The safe integration of Unmanned Aerial Vehicles (UAVs) into U-space requires far more than conventional simulations. It demands high-fidelity Digital Twins capable of accurately modeling wireless propagation physics, AI-based sensing, and autonomous flight dynamics in complex urban environments. Within the framework of the EUSOME project, the High-Performance Computing infrastructure ARIS, operated by GRNET, plays a central role in enabling this advanced research.
The scientific and computational requirements of the EUSOME models are exceptionally demanding. Ultra-massive MIMO propagation modeling involves handling approximately 38 million unknowns, while UAV trajectory optimization requires managing more than 2 million constraints per scenario. Such complexity makes high-performance computing essential, positioning ARIS as a key enabler of large-scale simulations and AI-driven experimentation.

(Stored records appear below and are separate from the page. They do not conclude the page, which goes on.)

PR #172, opened 2021-04-14
Add process environment tests and dump tests

jander-msft:
Summary of changes
- Add process environment tests and dump tests
- Don't fail test when detecting segfault on OSX when requesting dump.
- Add extension methods for executing the app runner to remove boilerplate code from tests.
- Refactor all test timeouts into consolidated class.
- Verify test app exit codes.


src/Tests/Microsoft.Diagnostics.Monitoring.UnitTests/DumpTests.cs
```diff
@@ -0,0 +1,128 @@
...
+                    // file content.
+                    Assert.True(total > 10_000);
+
+                    await appRunner.SendCommandAsync(TestAppScenarios.AsyncWait.Commands.Continue, TestTimeouts.SendCommand);
+                });
+            }
+            catch (ApiStatusCodeException ex) when (IsSegFaultOnOSX(appRunner, ex.StatusCode))
+            {
+                // Don't fail the test if the test app segfaults due to calling the dump commmand.
+                _outputHelper.WriteLine("WARNING: Test app segfaulted while producing dump type '{0}'.", type);
```
jander-msft, line 111: @josalem, I've been seeing on occasion that asking the .NET 5 runtime to produce to a dump on MacOS will segfault the runtime occasionally. Is this a known issue?

josalem: I'm not aware of one.  @mikem8361 are you aware of anything?

hoyosjs: Not something we've seen.

jander-msft: I'm trying to think if there's a way that I can collect the core dump of the process as part of the test; I would remove this guard to allow the test to fail so we can get that data.

src/Tests/Microsoft.Diagnostics.Monitoring.UnitTests/AuthenticationTests.cs
```diff
@@ -195,14 +192,14 @@ public async Task ApiKeyAuthenticationSchemeTest()
...
-            await toolRunner.StartAsync(DefaultTimeout);
+            await toolRunner.StartAsync(TestTimeouts.StartProcess);
 
             // Create HttpClient and HttpClientHandler that uses the current
             // user's credentials from the test process. Since dotnet-monitor
             // is launched by the test process, the usage of these credentials
             // should authenticate correctly (except when elevated, which the
             // tool will deny authorization).
-            using HttpClient httpClient = await toolRunner.CreateHttpClientDefaultAddressAsync(_httpClientFactory, DefaultTimeout, ServiceProviderFixture.HttpClientName_DefaultCredentials);
+            using HttpClient httpClient = await toolRunner.CreateHttpClientDefaultAddressAsync(_httpClientFactory, TestTimeouts.HttpApi, ServiceProviderFixture.HttpClientName_DefaultCredentials);
```
wiktork, line 202: nit: Should we create overloads in the client that automatically pass the default timeout

src/Tests/Microsoft.Diagnostics.Monitoring.UnitTests/DumpTests.cs
```diff
@@ -0,0 +1,128 @@
...
+                        {
+                            total += read;
+                        }
+                        return total;
+                    });
+
+                    _outputHelper.WriteLine("Dump Size: {0} bytes", total);
+                    // Dumps should have at least 10k of data (this is an arbitrary threshold).
+                    // CONSIDER: Is there a better lightweight way to check if the dump is viable?
+                    // e.g. install dotnet-dump and do a brief analysis; or check the header on the
```
wiktork, line 101: +1 on the header idea.

src/Tests/Microsoft.Diagnostics.Monitoring.UnitTests/DumpTests.cs
```diff
@@ -0,0 +1,128 @@
...
+            }
+            Assert.Equal(0, appRunner.ExitCode);
+        }
+
+        private static bool IsSegFaultOnOSX(AppRunner runner, HttpStatusCode? statusCode)
+        {
+            // Requesting a dump of a dotnet process on OSX sometimes causes the process to segfault.
+            // It returns an exit code of 139 (128 + 11), which indicates SIGSEGV. This causes the
+            // HTTP request to fail (500) because the diagnostics connection is terminated.
+            return RuntimeInformation.IsOSPlatform(OSPlatform.OSX)
```
wiktork, line 122: TODO or create issue?

src/Tests/Microsoft.Diagnostics.Monitoring.UnitTests/HttpApi/ApiStreamHolder.cs
```diff
@@ -0,0 +1,36 @@
...
+// See the LICENSE file in the project root for more information.
+
+using System;
+using System.IO;
+using System.Net.Http;
+using System.Threading.Tasks;
+
+namespace Microsoft.Diagnostics.Monitoring.UnitTests.HttpApi
+{
+    internal class ApiStreamHolder : IDisposable
```
wiktork, line 12: Maybe just ResponseStreamHolder?

src/Tests/Microsoft.Diagnostics.Monitoring.UnitTests/HttpApi/ApiClient.cs
```diff
@@ -124,6 +131,112 @@ private async Task<Models.ProcessInfo> GetProcessAsync(string processKey, Cancel
...
+                await SendAndLogAsync(
+                    request,
+                    HttpCompletionOption.ResponseHeadersRead,
+                    token).ConfigureAwait(false));
+
+            switch (responseBox.Value.StatusCode)
+            {
+                case HttpStatusCode.OK:
+                    ValidateContentType(responseBox.Value, ContentTypes.ApplicationOctetStream);
+                    return await responseBox.GetAndReleaseAsync(ApiStreamHolder.CreateAsync).ConfigureAwait(false);
```
wiktork, line 226: Don't you already ConfigureAwait inside GetAndReleaseAsync?

src/Tests/Microsoft.Diagnostics.Monitoring.UnitTests/HttpApi/ApiStreamHolder.cs
```diff
@@ -0,0 +1,36 @@
...
+        public void Dispose()
+        {
+            _response.Dispose();
+            Stream?.Dispose();
+        }
+
+        public static async Task<ApiStreamHolder> CreateAsync(HttpResponseMessage response)
+        {
+            ApiStreamHolder holder = new(response);
+            holder.Stream = await response.Content.ReadAsStreamAsync();
```
wiktork, line 32: Looking at HttpContent, this may not be necessary. Disposing the response also cleans up the underlying content stream.

src/Tests/Microsoft.Diagnostics.Monitoring.UnitTests/DisposableBox.cs
```diff
@@ -0,0 +1,34 @@
...
+        }
+
+        public void Dispose()
+        {
+            Release()?.Dispose();
+        }
+
+        public async Task<U> GetAndReleaseAsync<U>(Func<T, Task<U>> func)
+        {
+            U value = await func(Value).ConfigureAwait(false);
```
wiktork, line 22: Can you add some comments to this class? It would help to understand how it transfers lifetime ownership.

src/Tests/Microsoft.Diagnostics.Monitoring.UnitTests/DisposableBox.cs
```diff
@@ -0,0 +1,34 @@
...
+        {
+            Value = value ?? throw new ArgumentNullException(nameof(value));
+        }
+
+        public void Dispose()
+        {
+            Release()?.Dispose();
+        }
+
+        public async Task<U> GetAndReleaseAsync<U>(Func<T, Task<U>> func)
```
wiktork, line 20: Given the specific usage of this api, do we have to keep this so generic? For example, could DisposableBox be a wrapper from HttpResponse only, with a direct conversion to ApiStreamHolder? I'm just not sure we would ever use this class for lifetime management of other types.

src/Tests/Microsoft.Diagnostics.Monitoring.UnitTests/HttpApi/ApiClient.cs
jander-msft: We should technically call ConfigureAwait(false) for any Task that is awaited... except for Tasks that are directly in the context of an xUnit test (so that the continuations are resumed on the xUnit SynchronizationContext). So everything should be calling ConfigureAwait(false) unless it is directly in the test method.

src/Tests/Microsoft.Diagnostics.Monitoring.UnitTests/DisposableBox.cs
jander-msft: Sure, I'll either fold it into ApiStreamHolder/ResponseStreamHolder or some other class that is specifically for those types. But if I run into another type that I need to conditionally dispose, then I'll likely refactor it back out into its own class again.

src/Tests/Microsoft.Diagnostics.Monitoring.UnitTests/DumpTests.cs
jander-msft: Done

src/Tests/Microsoft.Diagnostics.Monitoring.UnitTests/HttpApi/ResponseStreamHolder.cs
```diff
@@ -0,0 +1,40 @@
...
+
+        public void Dispose()
+        {
+            // The response disposes the stream when disposed.
+            _response.Dispose();
+        }
+
+        public static async Task<ResponseStreamHolder> CreateAsync(DisposableBox<HttpResponseMessage> responseBox)
+        {
+            using DisposableBox<ResponseStreamHolder> holderBox = new(new(responseBox.Release()));
```
wiktork, line 35: I'm not sure why we need holder box here? Doesn't the lifetime ultimately transfer to ResponseStreamHolder?

jander-msft: It does, but if `holderBox.Value._response.Content.ReadAsStreamAsync().ConfigureAwait(false);` throws an exception, we want to dispose the ResponseStreamHolder (since it owns the HttpResponseMessage at that point. If it doesn't throw, then we want to not dispose ResponseStreamHolder and just return it.

wiktork (approved):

By leveraging ARIS Fat Nodes equipped with 512GB RAM and the A100 GPU partition, researchers are able to scale their applications efficiently across multiple computing nodes. The infrastructure supports iterative numerical solvers, memory-efficient structured representations, and distributed workloads, ensuring stable and high-performance execution of computationally intensive workflows.
The capabilities provided by HPC ARIS go far beyond what standard computing systems can offer. The infrastructure enables terabyte-per-second scale aggregate bandwidth across nodes, stable training of high-resolution multimodal AI models combining vision and radar data up to 1024×1024 resolution, and large-scale Monte Carlo validation of autonomous UAV flight safety. These features significantly accelerate the transition from theoretical modeling to real-world validation.
The data scale of the workflow further highlights the importance of high-performance computing. Input datasets include 3D urban meshes for ray tracing and high-resolution multimodal sensor data, while the ray tracing benchmarking phase alone can generate up to 5 TB of data, with production targets exceeding 50 TB. AI training involves multiple runs of 100,000 steps each, requiring repeated access to large datasets, while flight optimization evaluates up to 100,000 UAV scenarios, each satisfying more than 2 million constraints.
The outcome of this HPC-enabled research is the development of high-fidelity UAV Digital Twins capable of validating sensing systems, communication performance, and flight safety in realistic urban airspaces. Through the computational power of ARIS, researchers can test and optimize autonomous UAV operations with a level of accuracy and scale that was previously unattainable.
By supporting the EUSOME project, GRNET’s HPC ARIS infrastructure demonstrates the strategic importance of national supercomputing facilities in advancing European research and innovation. The platform serves as a critical bridge between advanced theoretical models and real-world autonomous UAV deployment, reinforcing the role of high-performance computing in shaping the future of safe and reliable urban air mobility.